PR #52, opened 2016-01-31
platformmanager: correctly handle fail cases

marcelhollerbach:
if a exception is thrown we need to rethrow it. If the platform does not
  give any usable key we also need to throw up here

### DIFF
--- a/src/main/java/edu/kit/ipd/crowdcontrol/objectservice/crowdworking/PlatformManager.java
+++ b/src/main/java/edu/kit/ipd/crowdcontrol/objectservice/crowdworking/PlatformManager.java
@@ -131,6 +131,8 @@ public class PlatformManager {
      * Publish the given experiment on the platform.
      * The method will update the database with the new public task
      *
+     * If a exception is thrown NO TaskRecord is created, this means the Experiment will still be known as "unpublished"
+     *
      * @param name The name of the platform
      * @param experiment The experiment to publish
      * @return None if the platform does not exist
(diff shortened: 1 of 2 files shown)


marcelhollerbach:
In theory this has nothing to do with the later publish unpublish stuff - just to know that I dont break any convention :-D

marcelhollerbach:
@phimonk handling better now ?

src/main/java/edu/kit/ipd/crowdcontrol/objectservice/crowdworking/PlatformManager.java
```diff
@@ -150,13 +152,22 @@ public Payment getPlatformPayment(String name) {
...
+                    if (s1 != null && throwable == null) {
                         result.setPlatformData(s1);
-                    } else {
-                        result.setStatus(TaskStatus.stopped);
+                        if (!tasksOps.updateTask(result)) {
+                            throw new IllegalStateException("Updating record for published task failed");
+                        }
+                    }
+                    //if there is no useful key throw!
+                    if (s1 == null || s1.isEmpty()) {
```
simonkorz: I just figured out that if an exception occured, s1 is indeed always null, no matter if it was assigned a value or not. So you were right! That means the third "if block" will never be executed. So it might be a good idea to combine the last two "if blocks". I think it is important to pass or handle the errors that occur on the platform connection level.

marcelhollerbach: Mhmm then just the s1 != null is not needed, s1 could be empty which would result in a for us error case.

simonkorz: Agree

LeanderK:
push @marcelhollerbach

marcelhollerbach:
pushed.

========================================================================

- TRY IT
Would you output the entire listing exactly as written?

- RESPONSE
PR #52, opened 2016-01-31
platformmanager: correctly handle fail cases

marcelhollerbach:
if a exception is thrown we need to rethrow it. If the platform does not
  give any usable key we also need to throw up here

### DIFF
--- a/src/main/java/edu/kit/ipd/crowdcontrol/objectservice/crowdworking/PlatformManager.java
+++ b/src/main/java/edu/kit/ipd/crowdcontrol/objectservice/crowdworking/PlatformManager.java
@@ -131,6 +131,8 @@ public class PlatformManager {
      * Publish the given experiment on the platform.
      * The method will update the database with the new public task
      *
+     * If a exception is thrown NO TaskRecord is created, this means the Experiment will still be known as "unpublished"
+     *
      * @param name The name of the platform
      * @param experiment The experiment to publish
      * @return None if the platform does not exist
(diff shortened: 1 of 2 files shown)


marcelhollerbach:
In theory this has nothing to do with the later publish unpublish stuff - just to know that I dont break any convention :-D

marcelhollerbach:
@phimonk handling better now ?

src/main/java/edu/kit/ipd/crowdcontrol/objectservice/crowdworking/PlatformManager.java
```diff
@@ -150,13 +152,22 @@ public Payment getPlatformPayment(String name) {
...
+                    if (s1 != null && throwable == null) {
                         result.setPlatformData(s1);
-                    } else {
-                        result.setStatus(TaskStatus.stopped);
+                        if (!tasksOps.updateTask(result)) {
+                            throw new IllegalStateException("Updating record for published task failed");
+                        }
+                    }
+                    //if there is no useful key throw!
+                    if (s1 == null || s1.isEmpty()) {
```
simonkorz: I just figured out that if an exception occured, s1 is indeed always null, no matter if it was assigned a value or not. So you were right! That means the third "if block" will never be executed. So it might be a good idea to combine the last two "if blocks". I think it is important to pass or handle the errors that occur on the platform connection level.

marcelhollerbach: Mhmm then just the s1 != null is not needed, s1 could be empty which would result in a for us error case.

simonkorz: Agree

LeanderK:
push @marcelhollerbach

marcelhollerbach:
pushed.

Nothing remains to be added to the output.